Hotels that have reopened since lockdown are also reporting local interest, especially from those seeking luxury experiences.
“We are navigating our way through these new challenges one day at a time,” said Isabelle Hogan, the chief concierge at The Mark Hotel on Manhattan’s Upper East Side. “We have been pleasantly surprised to see that although NYC may lack ‘tourism,’ a luxury hotel experience is still desired by locals, who either want a change of scenery from their apartment or are between homes.”
Roger Dow, the president and chief executive of the U.S. Travel Association, says the resumption of international travel will be gradual and the most urgent need in the interim is federal support, which is being held up in Congress.
Since approving nearly $3 trillion in economic relief this spring, Congress and the White House have failed to reach agreement on another economic package. On Tuesday, President Trump called on Congress to pass relief for airlines and small businesses, after retreating from negotiations on a broader coronavirus relief package.
“The key thing for people to understand is that the travel business is really 83 percent small businesses,” Mr. Dow said. “Even though you’ve got the big names of the airlines, cruise companies and hotel companies, the majority are small business operators, restaurants, shops, tour guides, all people that really can’t afford to hang on very long.”

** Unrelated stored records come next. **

PR #116, opened 2023-01-01
New rule for "silent execution" of popen based on Pytorch attack. Some cleanup of processing whl files

zmallen:
On Dec 31 2022, pytorch maintainers published [this](https://pytorch.org/blog/compromised-nightly-dependency/) post detailing a supply chain attack. 

It primarily focused on using dependency confusion on how `pip` installs packages in a particular order. An internal package was used (triton), but someone registered triton on pypi. 

It was a copypasta of triton with one additional `__init__.py` that dropped a binary and executed it.

[Triage](https://tria.ge/230101-wq65vafe4w/behavioral1) analysis here

This P/R adds a rule that "alerts" on this attack by looking for `subprocess.FUNC(...,)` with arguments that make it a "silent execution" to reduce false positives. I successfully tested this on the malicious package in the post and it found the malicious code!

I thought our code execution code would catch this, but we scoped it to `setup.py` to reduce false positives. I think /dev/nulling std* is a very specific pattern for malware, so I added it here.

image

PR #119, opened 2023-01-03
New rule for "silent execution" of popen based on Pytorch attack. Some cleanup of processing whl files

christophetd:
Replaces #116

### DIFF
--- a/guarddog/scanners/scanner.py
+++ b/guarddog/scanners/scanner.py
@@ -4,7 +4,6 @@ import os
 import sys
 
 import pathos  # type: ignore
-import tarsafe  # type:ignore
 import tempfile
 from abc import abstractmethod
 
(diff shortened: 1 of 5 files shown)


guarddog/scanners/scanner.py
```diff
@@ -192,14 +191,14 @@ def scan_local(self, path, rules=None) -> dict:
...
+            if path.endswith('.tar.gz') or path.endswith('.tgz') or path.endswith('.zip') or path.endswith('.whl'):
                 with tempfile.TemporaryDirectory() as tmpdirname:
-                    tarsafe.open(path).extractall(tmpdirname)
+                    safe_extract(path, tmpdirname)
                     return self.analyzer.analyze_sourcecode(tmpdirname, rules=rules)
             elif os.path.isdir(path):
                 return self.analyzer.analyze_sourcecode(path, rules=rules)
             else:
-                raise Exception(f"Path {path} is not a directory nor a tar.gz archive.")
+                raise Exception(f"Path {path} is not a directory nor an archive type supported by GuardDog.")
```
zmallen, line 201: Good catch!

zmallen (approved):

guarddog/scanners/scanner.py
christophetd: Thanks! We'll need to decouple that code from the `utils` one at some point, but it's "good enough" for now

PR #127, opened 2023-01-17
update banner with new logo

vdeturckheim:


christophetd:
I think we should nuke this "guardDog" title and just show the logo instead

christophetd:
Let's just wait for the transparent PNG and we should be able to merge, wdyt?

vdeturckheim:
sgtm! let's wait then

PR #165, opened 2023-02-15
Fix duplicate bug in NPM typosquatting algorithm (fixes #131)

### LINKED ISSUE #131: Possibly bug in the npm typosquatting algorithm
```
Found 1 potentially malicious indicators in lodash.pick version 4.4.0

typosquatting: This package closely ressembles the following package names, and might be a typosquatting attempt: lodash.pick
```

christophetd:
Before: all package names (whether npm or pypi) were normalized according to the PyPI spec, i.e. `.` were replaced with `-`. This caused duplicates in the typosquatting detection of npm packages as identified in #131, where a npm package with a dot in its name was consider to be typosquatting itself.

I also renamed some variables/functions that were for PyPI packages but did not specify it in their names


udgover (approved):
LGTM!

Issue #190, opened 2023-03-06
Some rules failing on latest guarddog version


SCH227:
When running pypi scan `potentially_compromised_email_domain` rule is failing always and `repository_integrity_mismatch` sometimes. It happens using the cli and programmatically. For example: 

![image](https://user-images.githubusercontent.com/69127692/222997702-cd7fe3c1-76c9-4fe1-addb-844b14927902.png)

Setup:

Python 3.10.8
```
└─$ pip freeze                                                                                                                                                 
attrs==21.4.0
boltons==21.0.0
bracex==2.3.post1
certifi==2022.12.7
cffi==1.15.1
charset-normalizer==2.1.1
click==8.1.3
click-option-group==0.5.5
colorama==0.4.5
configparser==5.3.0
defusedxml==0.7.1
dill==0.3.6
docker==6.0.1
exceptiongroup==1.1.0
face==20.1.1
flake8==5.0.4
future==0.18.3
glom==22.1.0
guarddog==1.1.2
idna==3.4
iniconfig==2.0.0
jsonschema==4.17.3
mccabe==0.7.0
multiprocess==0.70.14
mypy-extensions==1.0.0
packaging==21.3
pathos==0.3.0
pathspec==0.9.0
peewee==3.16.0
platformdirs==3.0.0
pluggy==1.0.0
pox==0.3.2
ppft==1.7.6.6
prettytable==3.6.0
pycodestyle==2.9.1
pycparser==2.21
pyflakes==2.5.0
pygit2==1.11.1
pyparsing==3.0.9
pyrsistent==0.19.3
pytest==7.2.2
python-dateutil==2.8.2
python-dotenv==1.0.0
python-lsp-jsonrpc==1.0.0
python-whois==0.8.0
PyYAML==6.0
requests==2.28.2
ruamel.yaml==0.17.21
ruamel.yaml.clib==0.2.7
semantic-version==2.10.0
semgrep==0.112.1
six==1.16.0
tarsafe==0.0.4
termcolor==2.2.0
tomli==2.0.1
tqdm==4.64.0
typing_extensions==4.3.0
ujson==5.7.0
urllib3==1.26.14
wcmatch==8.4.1
wcwidth==0.2.6
websocket-client==1.5.1

```

christophetd:
Thanks for reporting! 

* The "compromised email domain of maintainer rule" had an issue, will be fixed in #198.
* Small bug in "repository_integrity_mismatch" as well, see #199

[...]

PR #198, opened 2023-03-08
Fix 'potentially_compromised_email_domain' behavior when a package on…

christophetd:
…ly has a single version released (#190)


vdeturckheim (approved):
can we add a test or it's not worth it?

PR #663, opened 2018-05-07
Fix warning message in admin->modules-> payment -> install module

JAValeryon:
Warning: Use of undefined constant MODULE_PAYMENT_MONEYORDER_PAYTO - assumed 'MODULE_PAYMENT_MONEYORDER_PAYTO' (this will throw an Error in a future version of PHP)

The language file uses the constant MODULE_PAYMENT_MONEYORDER_PAYTO which is not defined until the module is installed.

### DIFF
--- a/includes/languages/english/modules/payment/moneyorder.php
+++ b/includes/languages/english/modules/payment/moneyorder.php
@@ -9,8 +9,14 @@
 
   Released under the GNU General Public License
 */
-
+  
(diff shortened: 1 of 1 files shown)


gburton:
TY

https://github.com/gburton/Responsive-osCommerce/pull/664/commits/5367beea4c758c7513a0f985dfe1330dcd0d7a61

PR #672, opened 2018-05-12
fix continue button to submit button in checkout success

raiwa:
continue button must be form submit button.
see forum messages:
[https://forums.oscommerce.com/topic/398365-purchase-without-account-for-234-and-bs2334/?do=findComment&comment=1770093](url)


BrockleyJohn:
presumably this bug also affects core - eg. product notifications

raiwa:
Yes, that's why I submit the fix

gburton:
TY

PR #673, opened 2018-05-12
Fix missaligned gender form required input

raiwa:
screenshot missaligned:
https://www.oscaddons.com/images/bug_reports_images/required_input_missaligned.jpg

screenshot fix:
https://www.oscaddons.com/images/bug_reports_images/required_input_fixed.jpg

checked also in mobile view and ok


gburton:
There is a reason why the inputs in checkout_new_address are not required.  Cannot remember the reason.
Please remove that file from the push, thanks

raiwa:
DONE

gburton:
TY

PR #674, opened 2018-05-14
separate download module in account and checkout success module

raiwa:
create standarised tpl for checkout success
apply BS styling to modules


gburton:
We are not doing any more feature changes.
TY

raiwa:
Shouldn't at least panel tags be added to the existing download module. It shows extremely unstyled in both places.

PR #704, opened 2019-02-08
Update Broken / Outdated

gburton:
When changing a default currency, ensure to set value on the new default currency to 1, and then update currencies.  We thank https://exchangeratesapi.io for access to their API.


gburton:
Please could someone test this and report back...

PR #723, opened 2019-06-11
fix undefined index in_stock

ruden:


gburton:
Please push to 201906 branch, thanks.

PR #724, opened 2019-06-11
fix undefined index in_stock

ruden:


gburton:
Great thank you @ruden 
This was previously fixed, but then the fix somehow got deleted a bit later.

Anyway, TYVM.  Will merge to master at the end of June along with rest of 201906 changes.

PR #725, opened 2019-06-12
update ht_breadcrumb_schema.php

ruden:


gburton:
Please push to 201906 - thanks.

Is there a problem with $k ?  Why are you increasing it by 1 ?

PR #726, opened 2019-06-12
update ht_breadcrumb_schema.php

ruden:
> Is there a problem with $k ? Why are you increasing it by 1 ?

https://schema.org/BreadcrumbList

> e.g. beginning with '1' for the first item in the list.

and sample code

This is how to count the fingers 1, 2 ... 10

### DIFF
--- a/includes/modules/header_tags/ht_breadcrumb_schema.php
+++ b/includes/modules/header_tags/ht_breadcrumb_schema.php
@@ -33,6 +33,10 @@
       
       $itemlistelement = array();
       foreach($breadcrumb->_trail as $k => $v) {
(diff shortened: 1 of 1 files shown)


gburton:
I like it at zero - it does not produce an error at zero.  
Why are you checking for live link and breaking if not ?

ruden:
Zero is the first key in php array
You think as a programmer
I checked
https://github.com/davejamesmiller/laravel-breadcrumbs/blob/6465e8710341578092fdd8aea24319d4f53ab27c/views/json-ld.php#L14

gburton:
0 or 1, it doesn't matter.  Keep is as zero.

PR #733, opened 2019-06-30
fix constant already defined

ruden:


gburton:
shopping cart will be modularised soon

ruden:
> shopping cart will be modularised soon

This is bad
as well as the modularity of the product page and the index
for width control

Road to recovery may be long
In Chinatown, tourists used to explore the bustling streets packed with fish markets, fruit stands, restaurants and local businesses. Gadget shops and souvenir stands line Canal Street, displaying high tech toys and figurines for sale.
“There’s normally so many people out here, and look, nobody is coming here,” said Mr. Mahamud, the shopkeeper on Canal Street. “This was a visitor area. It’s central and Chinatown is famous.”
The 34-year-old Brooklyn resident has cut the price of most of his products nearly in half to try to attract more business. Five dollar pens, he’s now selling for $3. Twenty- to fifteen-dollar toys, he’s now selling for $5. His business used to rake in about $2,000 a day, but now, he said, he only takes in about $200 to $240 a day.
“I’m hoping, by Christmas, it comes back,” he said. “But people are afraid. And if people have no money, they aren’t buying. People are struggling to pay rent and buy food. So they aren’t coming here.”